Data:
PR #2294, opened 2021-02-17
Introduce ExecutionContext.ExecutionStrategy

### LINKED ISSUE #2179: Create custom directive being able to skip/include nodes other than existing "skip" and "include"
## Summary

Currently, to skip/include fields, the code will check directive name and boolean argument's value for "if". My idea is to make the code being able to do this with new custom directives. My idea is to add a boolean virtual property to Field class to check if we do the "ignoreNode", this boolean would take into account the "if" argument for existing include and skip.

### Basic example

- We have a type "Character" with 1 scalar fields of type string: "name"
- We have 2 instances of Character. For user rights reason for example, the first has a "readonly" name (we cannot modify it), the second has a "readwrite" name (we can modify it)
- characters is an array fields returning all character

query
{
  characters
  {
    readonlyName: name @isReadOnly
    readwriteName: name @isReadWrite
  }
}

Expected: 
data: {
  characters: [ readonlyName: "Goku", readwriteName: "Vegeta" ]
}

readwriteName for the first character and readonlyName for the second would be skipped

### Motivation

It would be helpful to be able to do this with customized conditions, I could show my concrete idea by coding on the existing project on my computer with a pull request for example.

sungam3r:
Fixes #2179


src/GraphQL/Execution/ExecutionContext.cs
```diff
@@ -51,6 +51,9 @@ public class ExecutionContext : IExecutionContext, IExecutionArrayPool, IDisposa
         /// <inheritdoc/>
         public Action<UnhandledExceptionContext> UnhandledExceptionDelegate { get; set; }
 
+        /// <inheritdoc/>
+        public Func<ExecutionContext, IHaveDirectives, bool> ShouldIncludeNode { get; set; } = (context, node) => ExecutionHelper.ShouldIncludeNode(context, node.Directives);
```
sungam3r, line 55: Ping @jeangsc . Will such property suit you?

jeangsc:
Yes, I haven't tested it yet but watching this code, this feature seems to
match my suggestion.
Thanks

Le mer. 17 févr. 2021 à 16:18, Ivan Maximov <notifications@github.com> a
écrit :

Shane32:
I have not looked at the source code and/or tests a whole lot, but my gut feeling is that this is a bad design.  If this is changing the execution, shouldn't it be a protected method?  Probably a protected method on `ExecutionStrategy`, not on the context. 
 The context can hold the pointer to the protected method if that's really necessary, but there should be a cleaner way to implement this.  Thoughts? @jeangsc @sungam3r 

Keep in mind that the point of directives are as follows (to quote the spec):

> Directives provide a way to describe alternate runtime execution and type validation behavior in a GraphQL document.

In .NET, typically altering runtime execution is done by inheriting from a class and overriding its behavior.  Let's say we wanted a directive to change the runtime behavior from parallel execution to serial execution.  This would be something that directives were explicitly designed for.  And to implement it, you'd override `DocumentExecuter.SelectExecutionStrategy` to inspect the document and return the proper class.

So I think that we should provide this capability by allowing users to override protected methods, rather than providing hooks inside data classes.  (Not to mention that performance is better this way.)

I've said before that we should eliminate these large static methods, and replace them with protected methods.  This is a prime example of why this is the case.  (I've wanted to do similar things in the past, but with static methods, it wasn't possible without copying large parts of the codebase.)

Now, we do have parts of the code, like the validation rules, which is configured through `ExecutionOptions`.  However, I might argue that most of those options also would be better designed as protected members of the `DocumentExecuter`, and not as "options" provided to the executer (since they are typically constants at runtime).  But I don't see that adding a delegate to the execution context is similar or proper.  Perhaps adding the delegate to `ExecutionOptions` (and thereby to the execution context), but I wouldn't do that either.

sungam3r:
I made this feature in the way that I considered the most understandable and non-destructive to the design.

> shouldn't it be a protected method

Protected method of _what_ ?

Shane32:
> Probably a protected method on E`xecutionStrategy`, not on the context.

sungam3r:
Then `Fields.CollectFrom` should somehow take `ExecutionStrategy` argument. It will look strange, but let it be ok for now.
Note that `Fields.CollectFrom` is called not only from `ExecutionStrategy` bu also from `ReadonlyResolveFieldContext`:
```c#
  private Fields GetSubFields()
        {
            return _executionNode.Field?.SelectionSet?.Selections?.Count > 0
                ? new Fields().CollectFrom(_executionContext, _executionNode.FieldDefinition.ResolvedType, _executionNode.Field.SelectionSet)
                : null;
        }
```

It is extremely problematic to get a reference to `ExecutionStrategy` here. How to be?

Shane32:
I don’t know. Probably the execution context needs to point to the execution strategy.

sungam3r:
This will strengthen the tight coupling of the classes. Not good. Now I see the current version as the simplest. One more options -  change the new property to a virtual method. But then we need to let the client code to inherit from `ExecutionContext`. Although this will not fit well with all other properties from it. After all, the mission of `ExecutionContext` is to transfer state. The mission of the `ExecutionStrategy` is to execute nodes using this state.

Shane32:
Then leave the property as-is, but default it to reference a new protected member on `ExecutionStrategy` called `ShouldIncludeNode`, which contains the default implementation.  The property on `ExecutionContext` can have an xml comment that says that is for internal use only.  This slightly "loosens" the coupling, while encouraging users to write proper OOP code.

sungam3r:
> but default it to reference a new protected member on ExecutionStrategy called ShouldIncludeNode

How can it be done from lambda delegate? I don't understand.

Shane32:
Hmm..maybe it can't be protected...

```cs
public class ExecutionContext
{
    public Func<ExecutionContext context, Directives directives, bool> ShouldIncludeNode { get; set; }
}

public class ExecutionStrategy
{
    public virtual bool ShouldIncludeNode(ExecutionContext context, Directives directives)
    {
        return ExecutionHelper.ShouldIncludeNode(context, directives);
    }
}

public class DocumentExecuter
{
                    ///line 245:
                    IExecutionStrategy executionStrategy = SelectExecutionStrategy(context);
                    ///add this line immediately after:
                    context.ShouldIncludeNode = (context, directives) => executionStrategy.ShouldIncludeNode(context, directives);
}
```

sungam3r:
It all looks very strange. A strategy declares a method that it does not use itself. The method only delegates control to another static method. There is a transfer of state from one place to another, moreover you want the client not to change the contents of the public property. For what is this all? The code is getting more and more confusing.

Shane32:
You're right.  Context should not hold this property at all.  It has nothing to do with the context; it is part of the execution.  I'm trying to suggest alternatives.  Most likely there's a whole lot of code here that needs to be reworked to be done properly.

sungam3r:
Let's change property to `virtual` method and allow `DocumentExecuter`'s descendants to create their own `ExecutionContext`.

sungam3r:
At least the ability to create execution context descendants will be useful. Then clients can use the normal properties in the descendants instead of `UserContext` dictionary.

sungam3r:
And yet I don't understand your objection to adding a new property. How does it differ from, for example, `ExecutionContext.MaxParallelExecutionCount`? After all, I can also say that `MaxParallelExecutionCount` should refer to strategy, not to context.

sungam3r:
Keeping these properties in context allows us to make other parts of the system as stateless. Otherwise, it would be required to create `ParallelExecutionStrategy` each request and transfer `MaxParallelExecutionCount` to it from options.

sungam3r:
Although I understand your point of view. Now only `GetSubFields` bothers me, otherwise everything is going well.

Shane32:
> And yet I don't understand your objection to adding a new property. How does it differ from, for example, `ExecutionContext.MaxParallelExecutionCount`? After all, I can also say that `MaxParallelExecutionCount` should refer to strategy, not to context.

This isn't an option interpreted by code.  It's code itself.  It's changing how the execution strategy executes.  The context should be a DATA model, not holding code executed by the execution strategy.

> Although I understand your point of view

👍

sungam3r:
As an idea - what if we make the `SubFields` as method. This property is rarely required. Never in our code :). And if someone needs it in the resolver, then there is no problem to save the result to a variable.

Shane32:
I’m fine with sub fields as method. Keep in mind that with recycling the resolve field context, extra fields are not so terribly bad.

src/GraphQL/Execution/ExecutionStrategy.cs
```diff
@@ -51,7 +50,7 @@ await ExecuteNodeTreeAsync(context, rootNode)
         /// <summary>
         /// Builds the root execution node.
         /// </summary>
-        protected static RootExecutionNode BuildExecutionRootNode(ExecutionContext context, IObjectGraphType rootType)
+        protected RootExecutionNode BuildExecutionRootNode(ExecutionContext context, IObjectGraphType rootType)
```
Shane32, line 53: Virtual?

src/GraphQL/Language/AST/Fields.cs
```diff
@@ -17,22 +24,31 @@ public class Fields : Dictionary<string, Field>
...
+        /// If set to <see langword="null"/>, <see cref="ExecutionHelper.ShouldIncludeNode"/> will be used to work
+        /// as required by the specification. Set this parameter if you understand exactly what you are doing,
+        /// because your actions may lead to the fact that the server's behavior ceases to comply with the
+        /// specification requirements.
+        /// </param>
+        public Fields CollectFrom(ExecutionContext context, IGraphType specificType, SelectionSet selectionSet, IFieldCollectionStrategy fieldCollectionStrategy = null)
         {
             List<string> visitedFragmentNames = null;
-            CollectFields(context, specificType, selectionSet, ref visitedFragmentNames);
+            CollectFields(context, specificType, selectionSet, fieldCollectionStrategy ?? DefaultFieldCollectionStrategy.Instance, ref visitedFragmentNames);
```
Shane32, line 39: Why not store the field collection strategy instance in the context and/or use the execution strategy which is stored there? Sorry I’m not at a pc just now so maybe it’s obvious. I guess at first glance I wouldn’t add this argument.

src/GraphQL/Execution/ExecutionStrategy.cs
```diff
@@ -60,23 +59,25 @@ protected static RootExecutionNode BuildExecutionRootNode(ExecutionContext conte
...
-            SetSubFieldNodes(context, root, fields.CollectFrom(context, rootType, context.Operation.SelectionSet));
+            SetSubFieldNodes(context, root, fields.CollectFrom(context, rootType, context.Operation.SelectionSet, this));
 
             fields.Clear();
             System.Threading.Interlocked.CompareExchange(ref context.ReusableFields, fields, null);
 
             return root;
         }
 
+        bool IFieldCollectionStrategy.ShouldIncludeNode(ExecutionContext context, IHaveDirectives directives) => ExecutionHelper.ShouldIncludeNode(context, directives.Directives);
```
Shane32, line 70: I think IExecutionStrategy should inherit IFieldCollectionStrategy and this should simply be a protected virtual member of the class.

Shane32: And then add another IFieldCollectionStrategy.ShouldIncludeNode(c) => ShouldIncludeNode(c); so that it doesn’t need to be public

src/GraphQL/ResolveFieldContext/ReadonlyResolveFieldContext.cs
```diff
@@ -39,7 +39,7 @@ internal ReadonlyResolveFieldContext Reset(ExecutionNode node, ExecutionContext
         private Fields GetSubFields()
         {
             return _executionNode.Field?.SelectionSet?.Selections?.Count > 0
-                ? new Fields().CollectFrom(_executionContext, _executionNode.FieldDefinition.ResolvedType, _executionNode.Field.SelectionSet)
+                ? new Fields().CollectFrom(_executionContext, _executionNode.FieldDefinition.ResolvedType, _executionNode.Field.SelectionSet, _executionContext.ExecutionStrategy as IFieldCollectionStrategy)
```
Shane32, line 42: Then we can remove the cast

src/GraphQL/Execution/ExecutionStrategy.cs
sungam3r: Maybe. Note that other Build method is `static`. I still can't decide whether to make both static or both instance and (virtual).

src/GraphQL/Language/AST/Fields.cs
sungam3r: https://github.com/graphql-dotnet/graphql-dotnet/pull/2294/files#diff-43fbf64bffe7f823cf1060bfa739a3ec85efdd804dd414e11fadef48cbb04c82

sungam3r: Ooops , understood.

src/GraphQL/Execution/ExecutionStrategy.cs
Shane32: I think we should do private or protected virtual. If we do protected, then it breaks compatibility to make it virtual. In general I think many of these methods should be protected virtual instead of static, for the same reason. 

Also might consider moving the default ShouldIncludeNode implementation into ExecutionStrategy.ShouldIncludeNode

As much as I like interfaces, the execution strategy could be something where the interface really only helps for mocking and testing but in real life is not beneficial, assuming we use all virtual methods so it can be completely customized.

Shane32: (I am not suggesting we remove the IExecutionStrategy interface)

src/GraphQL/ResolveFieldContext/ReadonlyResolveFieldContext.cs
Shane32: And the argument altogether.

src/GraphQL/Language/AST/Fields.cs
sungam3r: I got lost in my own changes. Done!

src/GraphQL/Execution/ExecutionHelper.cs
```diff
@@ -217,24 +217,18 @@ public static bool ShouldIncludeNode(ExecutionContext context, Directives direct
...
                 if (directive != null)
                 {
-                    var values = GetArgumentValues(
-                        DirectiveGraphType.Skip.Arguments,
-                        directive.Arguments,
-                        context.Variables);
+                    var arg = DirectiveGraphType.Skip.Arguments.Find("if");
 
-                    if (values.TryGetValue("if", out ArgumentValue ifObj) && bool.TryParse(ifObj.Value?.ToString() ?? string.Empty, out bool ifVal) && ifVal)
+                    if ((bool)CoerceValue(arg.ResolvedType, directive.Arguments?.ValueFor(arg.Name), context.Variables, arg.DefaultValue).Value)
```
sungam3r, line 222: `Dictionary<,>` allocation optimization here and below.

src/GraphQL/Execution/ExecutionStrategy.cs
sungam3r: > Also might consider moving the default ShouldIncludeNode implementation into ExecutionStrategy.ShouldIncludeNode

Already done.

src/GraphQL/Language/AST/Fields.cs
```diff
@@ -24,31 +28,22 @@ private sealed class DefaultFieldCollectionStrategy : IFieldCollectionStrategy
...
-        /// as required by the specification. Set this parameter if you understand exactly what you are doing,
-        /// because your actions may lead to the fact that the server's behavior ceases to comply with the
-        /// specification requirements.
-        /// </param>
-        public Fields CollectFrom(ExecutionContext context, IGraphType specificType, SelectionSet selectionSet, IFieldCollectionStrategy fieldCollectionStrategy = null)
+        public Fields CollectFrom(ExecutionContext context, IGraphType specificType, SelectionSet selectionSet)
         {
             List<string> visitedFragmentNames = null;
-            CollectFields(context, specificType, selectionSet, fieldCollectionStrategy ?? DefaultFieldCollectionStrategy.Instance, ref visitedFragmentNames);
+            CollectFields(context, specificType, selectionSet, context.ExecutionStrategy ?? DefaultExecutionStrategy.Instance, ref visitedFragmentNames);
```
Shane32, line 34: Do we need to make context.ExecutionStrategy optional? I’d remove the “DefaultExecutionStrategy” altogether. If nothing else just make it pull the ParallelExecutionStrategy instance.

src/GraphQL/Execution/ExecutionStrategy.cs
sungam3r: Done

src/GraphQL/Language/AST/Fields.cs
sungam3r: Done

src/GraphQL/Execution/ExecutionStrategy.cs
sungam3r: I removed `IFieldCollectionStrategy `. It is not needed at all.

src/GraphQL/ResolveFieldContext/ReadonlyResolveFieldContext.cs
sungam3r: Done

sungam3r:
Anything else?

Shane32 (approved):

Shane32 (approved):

--

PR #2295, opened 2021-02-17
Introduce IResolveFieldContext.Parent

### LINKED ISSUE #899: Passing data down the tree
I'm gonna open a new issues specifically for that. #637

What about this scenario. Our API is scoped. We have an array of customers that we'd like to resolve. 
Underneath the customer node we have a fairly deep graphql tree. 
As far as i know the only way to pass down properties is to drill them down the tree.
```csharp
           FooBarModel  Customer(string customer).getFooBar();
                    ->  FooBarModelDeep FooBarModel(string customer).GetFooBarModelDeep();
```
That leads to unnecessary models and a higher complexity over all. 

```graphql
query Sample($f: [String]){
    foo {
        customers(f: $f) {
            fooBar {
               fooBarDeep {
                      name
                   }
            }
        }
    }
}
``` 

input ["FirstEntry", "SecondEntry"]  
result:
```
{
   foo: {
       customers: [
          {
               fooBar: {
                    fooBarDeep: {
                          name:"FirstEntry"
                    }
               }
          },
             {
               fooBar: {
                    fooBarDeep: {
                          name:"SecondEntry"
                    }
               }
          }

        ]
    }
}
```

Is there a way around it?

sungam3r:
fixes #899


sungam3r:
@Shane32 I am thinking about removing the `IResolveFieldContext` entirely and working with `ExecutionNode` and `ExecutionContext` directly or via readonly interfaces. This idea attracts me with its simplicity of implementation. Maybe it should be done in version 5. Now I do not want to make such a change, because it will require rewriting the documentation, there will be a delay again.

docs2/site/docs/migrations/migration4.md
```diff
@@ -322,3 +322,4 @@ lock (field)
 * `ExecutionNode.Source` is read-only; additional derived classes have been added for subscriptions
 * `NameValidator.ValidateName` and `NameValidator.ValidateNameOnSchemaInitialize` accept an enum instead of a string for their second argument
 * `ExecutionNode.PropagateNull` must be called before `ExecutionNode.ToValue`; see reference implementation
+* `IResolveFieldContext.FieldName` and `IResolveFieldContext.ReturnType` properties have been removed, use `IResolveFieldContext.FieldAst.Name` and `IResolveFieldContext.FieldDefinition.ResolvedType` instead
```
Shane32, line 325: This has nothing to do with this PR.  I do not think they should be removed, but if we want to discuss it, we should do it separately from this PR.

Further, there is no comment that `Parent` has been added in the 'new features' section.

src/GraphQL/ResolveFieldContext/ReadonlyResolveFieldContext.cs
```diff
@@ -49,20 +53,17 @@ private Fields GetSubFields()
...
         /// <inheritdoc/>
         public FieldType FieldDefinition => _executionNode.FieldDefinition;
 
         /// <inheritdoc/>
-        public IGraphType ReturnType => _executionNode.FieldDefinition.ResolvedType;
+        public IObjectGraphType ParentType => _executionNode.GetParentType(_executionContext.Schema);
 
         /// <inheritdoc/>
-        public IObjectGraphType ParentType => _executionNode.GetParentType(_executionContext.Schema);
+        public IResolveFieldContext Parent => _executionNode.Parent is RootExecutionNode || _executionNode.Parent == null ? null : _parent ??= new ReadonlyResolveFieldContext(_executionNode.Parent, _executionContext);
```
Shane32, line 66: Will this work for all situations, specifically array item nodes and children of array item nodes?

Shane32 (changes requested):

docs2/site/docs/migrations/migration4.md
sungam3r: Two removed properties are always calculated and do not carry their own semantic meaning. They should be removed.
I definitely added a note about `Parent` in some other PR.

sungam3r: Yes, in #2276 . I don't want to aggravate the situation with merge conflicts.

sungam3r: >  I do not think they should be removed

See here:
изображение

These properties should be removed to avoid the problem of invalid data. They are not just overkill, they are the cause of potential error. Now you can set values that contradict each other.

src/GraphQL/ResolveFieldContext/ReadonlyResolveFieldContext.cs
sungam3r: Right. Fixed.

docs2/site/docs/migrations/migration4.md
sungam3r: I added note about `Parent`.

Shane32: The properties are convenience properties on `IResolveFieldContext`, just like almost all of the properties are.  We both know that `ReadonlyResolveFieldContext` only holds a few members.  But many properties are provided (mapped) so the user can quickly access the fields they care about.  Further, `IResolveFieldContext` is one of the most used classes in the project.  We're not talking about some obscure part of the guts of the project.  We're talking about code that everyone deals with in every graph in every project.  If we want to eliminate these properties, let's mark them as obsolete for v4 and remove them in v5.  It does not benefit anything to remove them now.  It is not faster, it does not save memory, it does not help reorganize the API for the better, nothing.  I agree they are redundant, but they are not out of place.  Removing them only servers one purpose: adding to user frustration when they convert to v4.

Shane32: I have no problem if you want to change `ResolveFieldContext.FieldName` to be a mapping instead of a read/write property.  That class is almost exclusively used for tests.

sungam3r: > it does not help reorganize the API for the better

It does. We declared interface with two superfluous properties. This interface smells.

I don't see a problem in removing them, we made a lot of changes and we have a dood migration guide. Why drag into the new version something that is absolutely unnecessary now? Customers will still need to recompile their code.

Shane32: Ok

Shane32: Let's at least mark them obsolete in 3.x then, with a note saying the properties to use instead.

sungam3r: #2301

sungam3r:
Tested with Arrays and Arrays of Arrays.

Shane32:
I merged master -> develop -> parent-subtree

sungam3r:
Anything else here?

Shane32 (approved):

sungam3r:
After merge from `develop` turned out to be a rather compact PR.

Work order:
What you give back should be exactly the lines of the data above from the line with "PR #2294, opened 2021-02-17" through the line with "### Motivation", both of those included, and nothing more.

Completed exercise:
PR #2294, opened 2021-02-17
Introduce ExecutionContext.ExecutionStrategy

### LINKED ISSUE #2179: Create custom directive being able to skip/include nodes other than existing "skip" and "include"
## Summary

Currently, to skip/include fields, the code will check directive name and boolean argument's value for "if". My idea is to make the code being able to do this with new custom directives. My idea is to add a boolean virtual property to Field class to check if we do the "ignoreNode", this boolean would take into account the "if" argument for existing include and skip.

### Basic example

- We have a type "Character" with 1 scalar fields of type string: "name"
- We have 2 instances of Character. For user rights reason for example, the first has a "readonly" name (we cannot modify it), the second has a "readwrite" name (we can modify it)
- characters is an array fields returning all character

query
{
  characters
  {
    readonlyName: name @isReadOnly
    readwriteName: name @isReadWrite
  }
}

Expected: 
data: {
  characters: [ readonlyName: "Goku", readwriteName: "Vegeta" ]
}

readwriteName for the first character and readonlyName for the second would be skipped

### Motivation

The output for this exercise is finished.